Mortise and tennon- ity bity 1/4" -enough to drive a grown man crazy :dash2::wacko1::dash2::wacko1:-Jewelry box -preview of coming attractions. Did I tell you I love jointery!!!! Amazing what you can do with a little wood and a bunch of holes.............

[attachment=12677]

[attachment=12678]


----------



## Brink

[attachment=12679]

That's the look of a great day!


----------



## firemedic

Brink said:


> Jointing, not jointed.



I know! Me so funny! :lolol:


----------



## Brink

[attachment=12680]



[attachment=12681]

DT sockets for bed slats


----------



## Mizer

Brink said:


> That's the look of a great day!


I can see Kenbo pointing at his computer mouth open and shaking his head.

Brink, you must really go after it with that hand plane if you need to wear a set of ear muffs.


----------



## Brink

Lol!


----------



## Mizer

firemedic said:


> Brink said:
> 
> 
> 
> Jointing a couple boards
> 
> 
> 
> 
> That ain't no joint, lol that just two boards clamped together. :lolol:
> 
> Here's a couple! M&T, haunched M&T and a wedged scarf joint. I got to say the wedged scarf joint is up there in my favs.
Click to expand...


Very nice! Are those part of a project or demonstration joints? What application would the wedge scarf joint be used for? I like that one the best.


----------



## Brink

Mizer said:


> Very nice! Are those part of a project or demonstration joints? What application would the wedge scarf joint be used for? I like that one the best.



Hahaha, that's in case you cut a board too short. :)


----------



## Mizer

Brink said:


> Mizer said:
> 
> 
> 
> Very nice! Are those part of a project or demonstration joints? What application would the wedge scarf joint be used for? I like that one the best.
> 
> 
> 
> 
> Hahaha, that's in case you cut a board too short. :)
Click to expand...

No,no, that can't be true. Tom would never do that.


----------



## firemedic

lol, the scarf joint would be used for jointing timbers end to end for timber framing but it has other uses too. 
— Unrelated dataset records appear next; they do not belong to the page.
PR #2494, opened 2025-03-18
feat: allow bulk renaming to include trailing content in addition to the required new names

MikuGeek:
When handling numerous filenames, it's better to give indication to original filenames. I've added the original filenames below, separated by a divider, without changing the code related to renaming.

### DIFF
--- a/yazi-core/src/mgr/commands/bulk_rename.rs
+++ b/yazi-core/src/mgr/commands/bulk_rename.rs
@@ -26,16 +26,12 @@ impl Mgr {
 		tokio::spawn(async move {
 			let tmp = YAZI.preview.tmpfile("bulk");
 			let s = old.iter().map(|o| o.as_os_str()).collect::<Vec<_>>().join(OsStr::new("\n"));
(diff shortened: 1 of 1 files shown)


sxyazi:
This doesn't make sense. Not everyone wants the file names to appear twice, and you can already achieve this through [custom bulk rename commands](https://yazi-rs.github.io/docs/tips#bulk-editor):

```toml
[[opener.bulk-rename]]
block = true
run = '''
  s="$(cat "$1")"
  echo "$s\n------\n$s" > "$1"
  nvim "$1"
  sed -i "" "$(wc -l <<< "$s")q" "$1"
'''

[[open.prepend_rules]]
name = "bulk-rename.txt"
use  = "bulk-rename"
```

However, I can accept removing the strict restriction that the new and old file lists must have the same length, and instead just read the first n lines. 

This way, you wouldn't need the final `sed -i` to remove the separator from the end of the file, which could make implementing such customizations more convenient.

sxyazi (approved):
Thank you!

I cut that little demo piece for a demonstration I was doing at LSU that including timber framing so that people would have a small model to examine and see how they work. It's 3x3 oak... Much easier than 8x8's! lol


----------



## Mike1950

Hey we need some dovetails- drawers-half blind.

[attachment=12686]

I guess I cheat though- one side with router table and the other by hand. TV credenza had 12 drawers- that is a lot of pins and tails- Sure wish I was as fast on first set as I am on last- one thing about dovetails- ya get in a groove and they go pretty fast........


----------



## Brink

Dovetails!



[attachment=12688]

Half blinds



[attachment=12689]

Sliding



[attachment=12690]



[attachment=12691]



[attachment=12692]

Hand cut full blinds


----------



## firemedic

Now ole Brink is showing off!

Very nice, man.


----------



## Brink

I am not...ole! Lol


----------



## firemedic

Brink said:


> I am not...ole! Lol



Yes you are... Mike, Kevin - we need a brink emotioncon!


----------



## Brink

Ha!
Emoticon all you like, it shows up as text on my app.


----------



## Brink

[attachment=12777]



[attachment=12778]

Miter joints...


----------



## firemedic

Don't forget Finger Joints!


----------



## Brink

Hahaha, few knuckle calluses, impressive


----------



## firemedic

Thanks, that's the only finger that's not scared beyond to the point of going "what da heck is dat?"


----------



## Brink

Come on Tom, you must have more than some girlie fingers to post.


----------



## firemedic

Ok, ok... how bout some joint failure! Even master jointers have a joint fail sometimes - particularly finger joints!


----------



## Mike1950

OUCHHHHHHHHHH!!!!!!!!!!!!!!!!!!!!!!!!!!!!


----------



## Brink

Stubbed toe? Lol


----------



## firemedic

Want to see a failed butt joint? :lolol:


----------



## firemedic

How bout a couple funky M&T joints:


----------



## Brink

Very nice! And a half blind, half lap dovetail?


----------



## Brink

Mike1950 said:


> Hey we need some dovetails- drawers-half blind.
> 
> I guess I cheat though- one side with router table and the other by hand. TV credenza had 12 drawers- that is a lot of pins and tails- Sure wish I was as fast on first set as I am on last- one thing about dovetails- ya get in a groove and they go pretty fast........



Nice looking DT's. 

I don't think it's cheating to use a router table. I figure if it makes a tight joint, that's fine.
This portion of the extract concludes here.